[Start of section]
PR #1861, opened 2025-04-01
UI: dataframe preprocessing, and several bugfixes and other changes

### LINKED ISSUE #1533: It would be nice if you could move this function to the model and then filter on `db.Task.waiting()` or so
It would be nice if you could move this function to the model and then filter on `db.Task.waiting()` or so

_Originally posted by @bartvanb in https://github.com/vantage6/vantage6/pull/1247#discussion_r1726894478_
[End of section]
== GOAL OF THE EXERCISE ==
Please restate each record exactly as it reads.

== RESPONSE FOR THIS EXERCISE ==
PR #1861, opened 2025-04-01
UI: dataframe preprocessing, and several bugfixes and other changes

### LINKED ISSUE #1533: It would be nice if you could move this function to the model and then filter on `db.Task.waiting()` or so
It would be nice if you could move this function to the model and then filter on `db.Task.waiting()` or so

_Originally posted by @bartvanb in https://github.com/vantage6/vantage6/pull/1247#discussion_r1726894478_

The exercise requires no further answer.